5.2 Lock Up. Zentalis agrees that it will hold and will not sell greater than 50% of the Shares (the “Lock-up Shares”) (or otherwise make any short sale of, grant any option for the purchase of, or enter into any hedging or similar transaction with the same economic effect as a sale of the Lock-up Shares) until the six-month anniversary of the Closing Date (the “Lock-up Period”). Notwithstanding the foregoing, this Section 5.2 will not preclude (i) distributions of Lock-up Shares to general or limited partners, members, shareholder, Affiliates or wholly-owned subsidiaries of Zentalis or any investment fund or other entity controlled or managed by Zentalis; provided, in each case, that following any such transfer such Lock-up Shares will remain subject to the provisions of this Section 5.2; or (ii) transfers pursuant to a bona fide third party tender offer for all outstanding shares of Common Stock, merger, consolidation or other similar transaction made to all holders of Immunome’s securities involving a change of control of Immunome (including the entering into any lock-up, voting or similar agreement pursuant to which Zentalis may agree to transfer, sell, tender or otherwise dispose of Lock-up Shares or other such securities in connection with such transaction, or vote any Lock-up Shares or other such securities in favor of any such transaction); provided that in the event that such tender offer, merger, consolidation or other such transaction is not completed, the Lock-up Shares shall remain subject to the provisions of this Section 5.2. Following the expiration of the Lock-up Period, Immunome shall promptly remove, or cause to be removed, the Lock-up Legend from the Lock-up Shares.
5.3 Orderly Market. Zentalis agrees that for one year following the Closing Date (the “Orderly Trading Period”), for any transfer of Shares that exceeds 15% of the average daily trading volume of the Common Stock on Nasdaq over the five (5) Trading Day period ending on the Trading Day immediately prior to such trading date, to conduct such Share transfer as a block trade or other disposition through a market participant designated by Immunome.
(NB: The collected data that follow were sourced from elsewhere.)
PR #307, opened 2020-05-12
Fix flake8 issues

fao89:
[noissue]

### DIFF
--- a/.travis/cherrypick.py
+++ b/.travis/cherrypick.py
@@ -66,7 +66,7 @@ repo.git.checkout(STABLE_BRANCH)
 
 g = Github(GITHUB_TOKEN)
 grepo = g.get_repo(REPOSITORY)
-(label,) = (l for l in grepo.get_labels() if l.name == PR_LABEL)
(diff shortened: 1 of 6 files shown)


bmbouter:
@fao89 does this come from the plugin_template? If so would you be willing to open up a PR against galaxy_ng also? We won't maintain their CI with PRs for ever, but until we can hand it over to them I think it's still on us. What do you think?

fao89:
> @fao89 does this come from the plugin_template? If so would you be willing to open up a PR against galaxy_ng also? We won't maintain their CI with PRs for ever, but until we can hand it over to them I think it's still on us. What do you think?

it did not come from plugin_template, because plugin_template would bring the single container, and flake8 is disabled on galaxy_ng

bmbouter:
> > @fao89 does this come from the plugin_template? If so would you be willing to open up a PR against galaxy_ng also? We won't maintain their CI with PRs for ever, but until we can hand it over to them I think it's still on us. What do you think?
> 
> it did not come from plugin_template, because plugin_template would bring the single container, and flake8 is disabled on galaxy_ng

Thank you. As long as their CI isn't also broken I'm satisfied.

PR #309, opened 2020-05-14
Increased max length for CollectionVersion fields

fao89:
https://pulp.plan.io/issues/6648
closes #6648


CHANGES/6648.removal
```diff
@@ -0,0 +1 @@
+Increased max length for `documentation`, `homepage`, `issues`, `repository` in `CollectionVersion`
```
bmbouter, line 1: Can this be a `feature` instead? My reasoning is that it is backwards compatible since it supplies a migration so it could be either `.bugfix` or `.feature`. I'm proposing `.feature` because we avoid shipping migrations in Z-streams and technically any bugfux could go into a z-stream even though pulp_ansible doesn't have a Z stream yet.

PR #311, opened 2020-05-15
Updating v3 CollectionVersion download URL

fao89:
https://pulp.plan.io/issues/6510
closes #6510

### DIFF
--- a/pulp_ansible/app/galaxy/v3/serializers.py
+++ b/pulp_ansible/app/galaxy/v3/serializers.py
@@ -181,7 +181,8 @@ class CollectionVersionSerializer(CollectionVersionListSerializer):
         """
         Get artifact download URL.
         """
-        host = settings.CONTENT_ORIGIN.strip("/")
-        prefix = settings.CONTENT_PATH_PREFIX.strip("/")
-        base_path = self.context["content_artifact"].relative_path.lstrip("/")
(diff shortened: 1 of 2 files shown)


pulp_ansible/app/galaxy/v3/serializers.py
```diff
@@ -183,5 +183,7 @@ def get_download_url(self, obj):
         """
         host = settings.CONTENT_ORIGIN.strip("/")
         prefix = settings.CONTENT_PATH_PREFIX.strip("/")
-        base_path = self.context["content_artifact"].relative_path.lstrip("/")
-        return f"{host}/{prefix}/{base_path}"
+        distro_base_path = self.context["path"]
+        filename_path = self.context["content_artifact"].relative_path.lstrip("/")
+        download_url = f"{host}/{prefix}/{distro_base_path}/{filename_path}"
```
sivel, line 188: This still uses the original `CONTENT_ORIGIN`, which isn't required to have a scheme.  Should this be switched to a different config that does intentionally use a scheme?  `v2` uses `ANSIBLE_CONTENT_HOSTNAME` for building the `download_url`.

bmbouter: I agree thank you for pointing this out.

PR #313, opened 2020-05-18
Add AdminModels for pulp_ansible models

alikins:
Depends on https://github.com/pulp/pulpcore/pull/630

Adds django-admin setup for the pulp_ansible specific models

Notwithstanding the foregoing, this Section 5.3 will not preclude sales pursuant to a bona fide third party tender offer for all outstanding shares of Common Stock, merger, consolidation or other similar transaction made to all holders of Immunome’s securities involving a change of control of Immunome (including the entering into any lock-up, voting or similar agreement pursuant to which Zentalis may agree to transfer, sell, tender or otherwise dispose of Shares or other such securities in connection with such transaction, or vote any Shares or other such securities in favor of any such transaction).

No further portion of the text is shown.